» Your goal
Could you find every line in the records below that contains the word "bool" and copy it?

(Data excerpts)
* * * *
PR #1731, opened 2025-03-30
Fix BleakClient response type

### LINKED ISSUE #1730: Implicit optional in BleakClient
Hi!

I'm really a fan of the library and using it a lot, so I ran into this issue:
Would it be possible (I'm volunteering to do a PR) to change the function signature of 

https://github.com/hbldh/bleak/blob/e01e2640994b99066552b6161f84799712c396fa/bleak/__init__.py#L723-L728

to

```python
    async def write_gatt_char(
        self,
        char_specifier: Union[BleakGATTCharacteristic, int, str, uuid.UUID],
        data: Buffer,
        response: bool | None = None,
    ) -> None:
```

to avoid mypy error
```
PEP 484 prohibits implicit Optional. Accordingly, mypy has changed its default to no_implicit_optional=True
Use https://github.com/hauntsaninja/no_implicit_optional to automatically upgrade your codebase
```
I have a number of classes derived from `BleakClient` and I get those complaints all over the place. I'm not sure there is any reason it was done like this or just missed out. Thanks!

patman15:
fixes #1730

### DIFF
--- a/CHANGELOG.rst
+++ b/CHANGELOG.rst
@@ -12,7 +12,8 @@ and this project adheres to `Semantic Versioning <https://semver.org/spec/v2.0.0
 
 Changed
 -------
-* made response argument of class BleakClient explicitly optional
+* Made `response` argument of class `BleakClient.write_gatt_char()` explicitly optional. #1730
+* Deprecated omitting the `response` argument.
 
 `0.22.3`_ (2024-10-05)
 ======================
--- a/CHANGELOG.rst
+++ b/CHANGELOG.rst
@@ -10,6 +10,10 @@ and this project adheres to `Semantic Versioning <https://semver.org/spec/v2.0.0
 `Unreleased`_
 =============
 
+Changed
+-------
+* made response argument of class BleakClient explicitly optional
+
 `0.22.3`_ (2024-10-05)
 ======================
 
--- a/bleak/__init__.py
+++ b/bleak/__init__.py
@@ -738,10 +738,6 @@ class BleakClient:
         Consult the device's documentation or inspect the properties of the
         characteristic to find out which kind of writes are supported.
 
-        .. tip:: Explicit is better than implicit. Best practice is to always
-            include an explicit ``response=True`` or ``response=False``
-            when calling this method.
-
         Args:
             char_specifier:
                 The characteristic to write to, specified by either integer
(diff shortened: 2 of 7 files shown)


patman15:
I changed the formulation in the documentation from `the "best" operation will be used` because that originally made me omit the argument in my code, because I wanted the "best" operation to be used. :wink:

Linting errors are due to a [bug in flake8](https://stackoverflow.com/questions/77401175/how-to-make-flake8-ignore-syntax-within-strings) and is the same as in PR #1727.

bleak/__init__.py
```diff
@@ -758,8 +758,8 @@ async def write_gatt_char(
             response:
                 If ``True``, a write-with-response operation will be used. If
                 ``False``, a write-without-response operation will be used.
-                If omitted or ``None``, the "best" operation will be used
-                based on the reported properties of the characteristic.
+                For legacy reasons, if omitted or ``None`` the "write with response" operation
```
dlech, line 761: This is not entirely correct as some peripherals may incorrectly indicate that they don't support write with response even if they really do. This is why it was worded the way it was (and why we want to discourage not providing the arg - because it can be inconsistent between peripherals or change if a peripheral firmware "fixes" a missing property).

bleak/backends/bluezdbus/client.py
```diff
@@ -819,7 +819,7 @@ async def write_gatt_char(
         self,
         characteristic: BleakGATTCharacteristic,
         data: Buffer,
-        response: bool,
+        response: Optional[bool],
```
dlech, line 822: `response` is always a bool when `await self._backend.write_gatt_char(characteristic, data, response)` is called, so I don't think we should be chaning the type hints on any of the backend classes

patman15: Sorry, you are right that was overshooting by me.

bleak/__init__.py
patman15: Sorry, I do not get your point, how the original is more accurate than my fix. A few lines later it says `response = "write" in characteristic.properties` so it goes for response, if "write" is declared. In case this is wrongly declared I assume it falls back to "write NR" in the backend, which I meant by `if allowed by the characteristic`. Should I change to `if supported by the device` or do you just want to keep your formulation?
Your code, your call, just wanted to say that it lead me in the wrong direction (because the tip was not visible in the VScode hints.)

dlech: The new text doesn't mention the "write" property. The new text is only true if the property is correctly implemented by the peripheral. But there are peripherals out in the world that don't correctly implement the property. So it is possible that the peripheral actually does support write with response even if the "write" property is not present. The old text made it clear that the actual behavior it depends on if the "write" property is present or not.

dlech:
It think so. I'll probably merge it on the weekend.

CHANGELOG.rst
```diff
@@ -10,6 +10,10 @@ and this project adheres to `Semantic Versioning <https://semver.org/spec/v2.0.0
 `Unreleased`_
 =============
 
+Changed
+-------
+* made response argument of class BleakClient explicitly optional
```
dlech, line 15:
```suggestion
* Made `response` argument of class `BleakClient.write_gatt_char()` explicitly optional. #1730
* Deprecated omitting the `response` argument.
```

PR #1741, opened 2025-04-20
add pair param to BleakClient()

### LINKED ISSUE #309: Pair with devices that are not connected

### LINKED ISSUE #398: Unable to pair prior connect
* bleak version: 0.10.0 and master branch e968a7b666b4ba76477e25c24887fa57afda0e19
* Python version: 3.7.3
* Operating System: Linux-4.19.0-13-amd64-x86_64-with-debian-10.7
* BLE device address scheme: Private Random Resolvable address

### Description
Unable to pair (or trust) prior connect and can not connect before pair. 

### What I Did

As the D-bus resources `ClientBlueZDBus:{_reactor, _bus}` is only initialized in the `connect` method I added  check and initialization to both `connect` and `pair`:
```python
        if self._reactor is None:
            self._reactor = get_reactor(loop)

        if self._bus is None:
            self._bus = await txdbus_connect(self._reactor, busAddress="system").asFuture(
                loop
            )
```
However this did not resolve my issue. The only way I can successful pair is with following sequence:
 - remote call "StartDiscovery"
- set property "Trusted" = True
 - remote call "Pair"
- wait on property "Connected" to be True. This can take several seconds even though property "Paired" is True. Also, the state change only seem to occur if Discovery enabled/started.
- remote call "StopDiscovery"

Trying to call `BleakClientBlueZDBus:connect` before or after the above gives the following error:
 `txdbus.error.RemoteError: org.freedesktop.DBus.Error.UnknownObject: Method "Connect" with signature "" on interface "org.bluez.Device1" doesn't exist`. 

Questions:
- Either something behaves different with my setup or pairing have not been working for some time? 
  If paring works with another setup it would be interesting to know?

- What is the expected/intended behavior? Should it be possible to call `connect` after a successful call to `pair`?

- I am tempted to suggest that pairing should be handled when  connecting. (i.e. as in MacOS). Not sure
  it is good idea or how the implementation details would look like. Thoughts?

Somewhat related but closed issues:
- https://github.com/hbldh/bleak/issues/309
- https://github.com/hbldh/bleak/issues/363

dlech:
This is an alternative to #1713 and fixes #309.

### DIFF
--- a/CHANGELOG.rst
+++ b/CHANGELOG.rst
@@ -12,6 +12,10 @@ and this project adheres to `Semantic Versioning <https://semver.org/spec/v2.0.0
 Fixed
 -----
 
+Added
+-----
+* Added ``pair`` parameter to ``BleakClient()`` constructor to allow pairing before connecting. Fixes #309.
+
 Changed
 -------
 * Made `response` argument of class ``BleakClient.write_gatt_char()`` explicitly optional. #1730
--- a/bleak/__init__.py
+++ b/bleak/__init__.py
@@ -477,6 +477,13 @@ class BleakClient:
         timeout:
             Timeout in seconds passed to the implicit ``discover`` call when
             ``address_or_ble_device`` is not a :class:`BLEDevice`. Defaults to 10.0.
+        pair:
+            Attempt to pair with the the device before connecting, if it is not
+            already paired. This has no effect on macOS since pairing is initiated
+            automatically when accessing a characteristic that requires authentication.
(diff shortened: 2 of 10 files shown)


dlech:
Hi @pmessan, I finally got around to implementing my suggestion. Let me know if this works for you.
* * * *
» Task solution
        response: bool | None = None,
-        response: bool,
+        response: Optional[bool],
dlech, line 822: `response` is always a bool when `await self._backend.write_gatt_char(characteristic, data, response)` is called, so I don't think we should be chaning the type hints on any of the backend classes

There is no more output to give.